Also habe ich es endlich ausprobiert. Zunächst habe ich mir überlegt, wie meine Patchwork-Blöcke aussehen sollen, dann habe ich mir die Formen bzw. Schablonen ausgesucht, die ich dazu benötige. Normalerweise macht man für einen Quilt nicht unbedingt viele verschiedene Blöcke, aber ich wollte nicht jedesmal denselben machen, sondern jeder sollte wirklich anders aussehen, wie in einem sogenannten Beispiel-Quilt, den man vorzeigen kann, wenn man aufzeigen möchte, was es für Blöcke gibt.

Hier sind die Zutaten für die ersten beiden Blöcke:

squares_triangles

Zuerst habe ich diese vorsortiert, immer im Paar, so dass sie gleich richtig griffbereit liegen. Also z.B. zwei Dreiecke zusammen, zwei Quadrate, usw. Dann werden sie unter die Nadel gelegt, wie hier zu sehen:

patchwork_2 Ich habe einen Obertransport-Fuß für meine Nähmaschine, den kann man normalerweise als zusätzliches Zubehör kaufen. Muss ich erwähnen, dass das eines der besten Dinge an der Nähmaschine überhaupt ist? Ich nähe so gut wie alles damit, dicke Stoffe, Wolle, Leder, usw. Es ist einfach der ideale Nähfuß für alles, weil er so schön gleichmässig transportiert; daher der Name Obertransportfuß.
Außerdem hat dieser Fuß auch schon diverse Markierungen dran, die ideal für Patchwork sind, wie z.b. die typische Viertel Inch Markierung (ein Viertel Inch ist die typische Nahtzugabe bei Patchwork-Arbeiten).

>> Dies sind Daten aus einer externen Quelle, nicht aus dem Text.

PR #2793, opened 2026-08-24
test(e2e): add scheduler policy E2E suite

haitwang-cloud:
**What type of PR is this?**
/kind feature

  Adds a Ginkgo E2E suite asserting deterministic placement for HAMi's scheduler policies: node/GPU `binpack` & `spread`, comma-separated policy chains (incl. mutex), and per-Pod device scoring weight overrides. Run via `make e2e-policy-test`.

  The suite waits on the scheduler cache (via /metrics) so assertions never see stale utilization — pods are confirmed released from every replica after cleanup, metrics are scraped from all scheduler replicas (HA/leader-change safe), and allocation decoding tolerates the trailing-separator quirk of EncodePodSingleDevice.

Fixes #

  Developed with AI assistance (Claude Code), per CONTRIBUTING.md. Requires a GPU cluster with ≥2 idle hami-core GPUs; skips otherwise. Not wired into CI — on-demand target only.

NO

## Summary by CodeRabbit

* **New Features**
  * Added end-to-end coverage for scheduler policies, including GPU sharing and release, binpacking, spreading, combined policies, mutex policies, and per-Pod device scoring.
  * Added Kubernetes-based scenarios to validate policy behavior and resource allocation.

* **Tests**
  * Added a dedicated command and test suite for running policy end-to-end tests.
  * Added checks for Kubernetes connectivity, scheduler synchronization, GPU allocation, and eligible-node handling.

### DIFF
--- a/test/utils/node.go
+++ b/test/utils/node.go
@@ -19,9 +19,12 @@ package utils
 import (
 	"context"
 	"fmt"
+	"os"
+	"time"
 
 	v1 "k8s.io/api/core/v1"
 	metav1 "k8s.io/apimachinery/pkg/apis/meta/v1"
+	"k8s.io/apimachinery/pkg/util/wait"
 	"k8s.io/client-go/kubernetes"
 	"k8s.io/client-go/util/retry"
 	"k8s.io/klog/v2"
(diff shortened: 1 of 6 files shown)


test/utils/node.go
```diff
@@ -67,28 +68,42 @@ func UpdateNode(clientSet *kubernetes.Clientset, node *v1.Node) (*v1.Node, error
...
 		return nil, err
 	}
-
-	if node.Labels == nil {
-		node.Labels = make(map[string]string)
-	}
-	node.Labels[labelKey] = labelValue
-
-	return UpdateNode(clientSet, node)
+	time.Sleep(time.Second * 30)
```
mesutoezdil, line 87: this sleep 30s runs for every caller of AddNodeLabel, not only the new policy suite. test/e2e/node and test/e2e/pod use this too and they run in ci. does this slow down those suites now? can the wait be scoped to only the new policy test instead?

FouoF:
@haitwang-cloud  Note that we only have one node and one GPU for e2e now, will node/GPU binpack/spread permanent fail in this e2e environment?

test/utils/node.go
haitwang-cloud: @mesutoezdil Good catch! The 30s sleep was redundant — all callers already have their own wait mechanisms . I've removed the sleep from the shared utility functions so it no longer impacts CI runtime for existing suites.

haitwang-cloud:
> @haitwang-cloud Note that we only have one node and one GPU for e2e now, will node/GPU binpack/spread permanent fail in this e2e environment?

@FouoF No, binpack/spread tests won't permanently fail. The requireNodes function (line 664) gracefully skips tests when topology requirements aren't met. On a single-node/single-GPU setup, tests requiring ≥2 nodes or ≥2 GPUs are skipped via `ginkgo.Skip`. Only tests designed for single-GPU (e.g., vGPU sharing, per-Pod weights) run. The `HAMI_E2E_REQUIRE_POLICY_TOPOLOGY=true `env var is only set in the dedicated policy CI job where the topology is available

archlitchi:
> > @haitwang-cloud Note that we only have one node and one GPU for e2e now, will node/GPU binpack/spread permanent fail in this e2e environment?
> 
> @FouoF No, binpack/spread tests won't permanently fail. The requireNodes function (line 664) gracefully skips tests when topology requirements aren't met. On a single-node/single-GPU setup, tests requiring ≥2 nodes or ≥2 GPUs are skipped via `ginkgo.Skip`. Only tests designed for single-GPU (e.g., vGPU sharing, per-Pod weights) run. The `HAMI_E2E_REQUIRE_POLICY_TOPOLOGY=true `env var is only set in the dedicated policy CI job where the topology is available

it stucks at the schedule policy e2e, looks like it doesn't skip this test case

haitwang-cloud:
@archlitchi I have fixed the failure E2E test, PTAL

archlitchi (approved):
/lgtm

patchwork_1Wusstet ihr übrigens, dass wenn man diese Patchwork-Formen aneinander näht, man nicht die Fäden abschneidet, sondern sie dranläßt? So hält man nämlich immer die Teile zusammen, die auch weiterhin zusammen bleiben sollen. Das sieht dann so aus:

patchwork_3Wenn man dann seine zusammengehörenden Teile fertig aneinander genäht hat, legt man sie wieder aus und schaut, welche als nächstes zusammengenäht werden können/sollen.
Hieran kann man sehen, dass man kaum Stoffrest über hat, wenn man mit einer Stoffschneide-Maschine arbeitet:
patchwork_4 Während dem Nähen und dem Zusammenlegen der Teile sollte man immer ein aufgeheiztes Bügeleisen in der Nähe haben, denn man muss die verschiedenen Nähte bzw. Nahtreihen gleich bügeln, bevor man weitermachen kann. Normalerweise wird immer in Richtung der dunkleren Stoffe gebügelt, oder aber abwechselnd mal eine Reihe zusammengenähter Teile in die eine, die nächste Reihe in die andere Richtung.

Man näht und bügelt weiter, bis die letzte Runde fertig ist, und tadaaa: so sieht es dann aus:

patchwork_5

Es ist nicht perfekt, aber wer mag schon Perfektion?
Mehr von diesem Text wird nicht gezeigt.